Description
This Cranberry Walnut Chickpea Salad with Orange Vinaigrette is a refreshing, protein-packed salad featuring chickpeas, spinach, sweet cranberries, crunchy walnuts, and a bright, zesty orange vinaigrette. Perfect for a quick lunch, healthy side, or light dinner!
Ingredients
Scale
- 1 can (15 oz) chickpeas, drained and rinsed
- 1 cup fresh spinach, chopped
- 1/2 cup dried cranberries
- 1/2 cup walnuts, roughly chopped
- 1/4 cup red onion, finely diced
- For the Orange Vinaigrette:
- 1/4 cup olive oil
- 1/4 cup orange juice (fresh is best!)
- 1 tablespoon honey or maple syrup
- Salt and pepper to taste
Instructions
- In a large mixing bowl, combine the chickpeas, chopped spinach, dried cranberries, walnuts, and finely diced red onion.
- In a small bowl or jar, whisk together olive oil, orange juice, honey (or maple syrup), salt, and pepper until fully emulsified.
- Pour the orange vinaigrette over the salad ingredients.

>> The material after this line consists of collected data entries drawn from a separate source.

PR #795, opened 2022-08-01
Remove --doc-filter option from CLI.

### LINKED ISSUE #613: Remove --doc-filter from CLI
### Feature description

From #586 conversation: https://github.com/glotzerlab/signac/pull/586#issuecomment-904777526

> Yes, I think --doc-filter should be removed in all cases. The signac-flow PR is less urgent since it only needs to go in before whichever flow version is the first to support signac 2.0, but adding the warning for find --doc-filter in this PR makes sense.

I decided to tackle this in a follow-up PR rather than extend #586.

### Proposed solution

`signac find --doc-filter ...` should be deprecated in 2.0 and removed in 3.0. A warning should be shown in signac 2.0.

`--doc-filter` should be deprecated and removed from signac-flow's CLI (e.g., `project.py status --doc-filter ...`).

bdice:
## Description
This PR resolves #613 by removing the `--doc-filter` argument from the signac CLI. Users who wish to search by a document filter should replace syntax as shown below:

```bash
Before (simple syntax):
$ signac find --doc-filter a 0
After (simple syntax):
$ signac find doc.a 0

Before (JSON syntax):
$ signac find --doc-filter '{"a": 0}'
After (JSON syntax):
$ signac find '{"doc.a": 0}'
```

## Motivation and Context
The general feature of searching by document filters has been replaced by a generalized filter syntax that prefixes state point keys with `sp.` and document keys with `doc.`. This applies that change from #586 to the CLI.

## Checklist:

### DIFF
--- a/signac/__main__.py
+++ b/signac/__main__.py
@@ -32,7 +32,7 @@ else:
 from . import get_project, init_project
 from .common import config
 from .common.configobj import Section, flatten_errors
-from .contrib.filterparse import _add_prefix, parse_filter_arg
+from .contrib.filterparse import parse_filter_arg
 from .contrib.import_export import _SchemaPathEvaluationError, export_jobs
 from .contrib.utility import _add_verbosity_argument, _print_err, _query_yes_no
 from .core.utility import _safe_relpath
@@ -135,7 +135,7 @@ def _open_job_by_id(project, job_id):
 
 def find_with_filter_or_none(args):
     """Return a filtered subset of jobs or None."""
-    if args.job_id or args.filter or args.doc_filter:
+    if args.job_id or args.filter:
         return find_with_filter(args)
     else:
         return None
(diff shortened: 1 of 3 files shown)


kidrahahjo (approved):
Is it worth adding tests for these changes? I am not sure if we already have them or not. Also, I see a lot of lines not covered by us. Although not in scope for this PR, should we worry about this?

The changes looks good to me, if we decide to add tests, happy to re-review :)

bdice:
@kidrahahjo Thanks for the questions! The new unified filter syntax is already testing document filters, just below where I deleted the tests for the old `--doc-filter` flag.

Codecov is extra noisy on this PR but I don’t think we are really missing anything new. The baseline coverage measurement for the next branch may be wrong because I just force-pushed some changes. I think this PR’s coverage is fine because we’re just removing a feature.

signac/__main__.py
```diff
@@ -32,7 +32,7 @@
 from . import get_project, init_project
 from .common import config
 from .common.configobj import Section, flatten_errors
-from .contrib.filterparse import _add_prefix, parse_filter_arg
```
vyasr, line 35: My guess is that `_add_prefix` can be removed entirely at this point. I can verify that and create a separate issue for that though.

vyasr (approved):
I agree that we don't have to worry about the Codecov diff for now. Otherwise these changes LGTM.

signac/__main__.py
vyasr: #810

Gently toss everything together until evenly coated.
- Taste and adjust seasoning with more salt or pepper if needed.
- Optional: Chill the salad in the fridge for 10–15 minutes to let the flavors meld, or serve immediately.

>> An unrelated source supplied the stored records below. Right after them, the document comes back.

PR #807, opened 2022-08-10
Make synced collection a hidden package

### LINKED ISSUE #755: Remove synced collections
The synced collections subpackage introduced in #484 is a core component of signac, but it is complex and potentially useful enough to merit existence outside of the signac package itself. We plan to spin it out into a separate package, so we need to remove it in signac 2.0.

### LINKED ISSUE #790: make synced collections a "hidden" package

kidrahahjo:
## Description

Make synced collection package hidden. 

## Motivation and Context

Resolves #790, resolves #755

## Checklist:


changelog.txt
```diff
@@ -53,6 +53,7 @@ Removed
  - The ``--workspace`` option for the command line ``job`` subcommand (#752).
  - The ability to call ``Project.workspace``, it is strictly a property now (#752).
  - ``ProjectSchema.__call__``, ``ProjectSchema.detect`` (#752).
+ - Public support for the ``synced_collection`` package (#807, #790).
```
bdice, line 56:
```suggestion
 - The public API of the ``synced_collection`` subpackage is no longer accessible (#807, #790). The `synced_collections` code will be separated into its own package in the future.
```

signac/contrib/job.py
```diff
@@ -403,7 +403,7 @@ def statepoint(self):
             you can access a dict copy of the state point by calling it, e.g.
             ``sp_dict = job.statepoint()`` instead of ``sp = job.statepoint``.
             For more information, see
-            :class:`~signac.synced_collections.backends.collection_json.JSONAttrDict`.
+            :class:`~signac._synced_collections.backends.collection_json.JSONAttrDict`.
```
bdice, line 406: This class reference won't work because we're removing the synced collection docs. I wonder if we should add docs for the publicly imported name `signac.JSONDict` and point to that instead.

signac/contrib/migration/v1_to_v2.py
```diff
@@ -15,10 +15,10 @@
 
 import os
 
+from signac._synced_collections.backends.collection_json import BufferedJSONAttrDict
```
bdice, line 18: Maybe we should replace all references to `signac._synced_collections.backends.collection_json.BufferedJSONAttrDict` with `signac.JSONDict`, which is an alias that we publicly expose. Then the dependence on synced collections is more isolated.

signac/contrib/project.py
```diff
@@ -301,7 +301,7 @@ def document(self):
 
         Returns
         -------
-        :class:`~signac.synced_collections.backends.collection_json.BufferedJSONAttrDict`
+        :class:`~signac._synced_collections.backends.collection_json.BufferedJSONAttrDict`
```
bdice, line 304: Same as above: this class reference won't work because we're removing the synced collection docs. I wonder if we should add docs for the publicly imported name `signac.JSONDict` and point to that instead.

bdice (changes requested):
Awesome start! I suggested a few minor changes.

signac/contrib/migration/v1_to_v2.py
kidrahahjo: We also use `JSONAttrDict` in some parts of our code. Since I am not super familiar with the code I am not sure if it's safe to replace the use of `JSONAttrDict` with `BufferedJSONAttrDict` (as `signac.JSONDict` is a `BufferedJSONAttrDict`)

signac/contrib/job.py
kidrahahjo: Won't the docs for JSONDict (which is buffered) and JSONAttrDict be different?

bdice: 😕 This is tricky. We want to just point to public docs for a standalone synced collections package, but if we make synced collections hidden, we can't point to these docs.

Maybe this entire approach is flawed and we should leave `signac.synced_collections` as a public subpackage until we make `synced_collections` standalone.

cc: @glotzerlab/signac-committers

vyasr: See [my comment on the corresponding issue](https://github.com/glotzerlab/signac/issues/790#issuecomment-1229598098). Even if `synced_collections` stays public, I think pointing to a specific class here is a flawed approach. From a user's perspective, do they need any information other than the fact that this attribute is a dict-like object? If we _really_ want to explain the syncing, I would say that we could [point to the parent `SyncedDict` class](https://github.com/glotzerlab/signac/blob/master/signac/synced_collections/data_types/synced_dict.py#L24), but IMO that's exposing implementation details because synchronization is transparent.

There is only one minor exception that comes to my mind immediately, which is that the document currently supports buffering on a per-document basis:
```
with job.doc.buffered:
    # All I/O will be buffered in this block
```
but TBH I'm not sure that's something that we really need to promise at the signac level. The `signac.buffered` API should be the only entrypoint for buffering for signac users IMO:
```
with signac.buffered():
    # Buffer everything
```
since that abstracts over the details of specific backends and all instances. That abstraction guarantees that in a world where signac starts supporting different backends, users still have a single switch in the API to toggle when reads and writes are maximally buffered, and it's up to the implementation of signac to actually perform that buffering to the best of its ability. So I think that ultimately the only API promise (and therefore all that we should document) is that `[job|project].[sp|doc]` are dict-like objects, and perhaps that they support attribute-based access. We shouldn't link to a type because we don't actually promise the type of the object (again, see https://github.com/glotzerlab/signac/issues/790#issuecomment-1229598098 for why).

bdice: I agree with this approach. Thanks @vyasr. @kidrahahjo does this make sense on what to change? If not, I can take a look at changing it myself and push to this PR.

kidrahahjo: As far as I understood this, we do not need to expose any of the implementation details so we can either not specify the type or use MutableMappings (which is another way of saying its a dict like object) instead?

changelog.txt
vyasr: I'm going to accept the first half of this suggestion but not the second. I don't want to codify promises about a new package in our changelog.

signac/contrib/migration/v1_to_v2.py
vyasr: I say let's leave this as is for now. If and when we get around to making `synced_collections` a separate published package it'll get easier since we'll be referencing an external, public package.

vyasr:
@bdice @kidrahahjo I've standardized the docs in a relatively simple way. Let me know what you two think. In the interest of getting 2.0 done. I think we shouldn't belabor the documentation question too much further for now; we can revisit in 2.x, especially once `synced_collections` is actually a separate, accessible package, but I don't want to block 2.0 over that discussion.

bdice (approved):
Thanks for those changes @vyasr. This looks fine to me.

- Garnish with extra walnuts or fresh herbs like parsley before serving.
Notes
- Make ahead: Keep the dressing separate and toss just before serving for maximum freshness.
- Protein boost: Add grilled chicken, tuna, tofu, quinoa, or hard-boiled eggs for extra protein.
- Vegan option: Use maple syrup instead of honey for a 100% plant-based salad.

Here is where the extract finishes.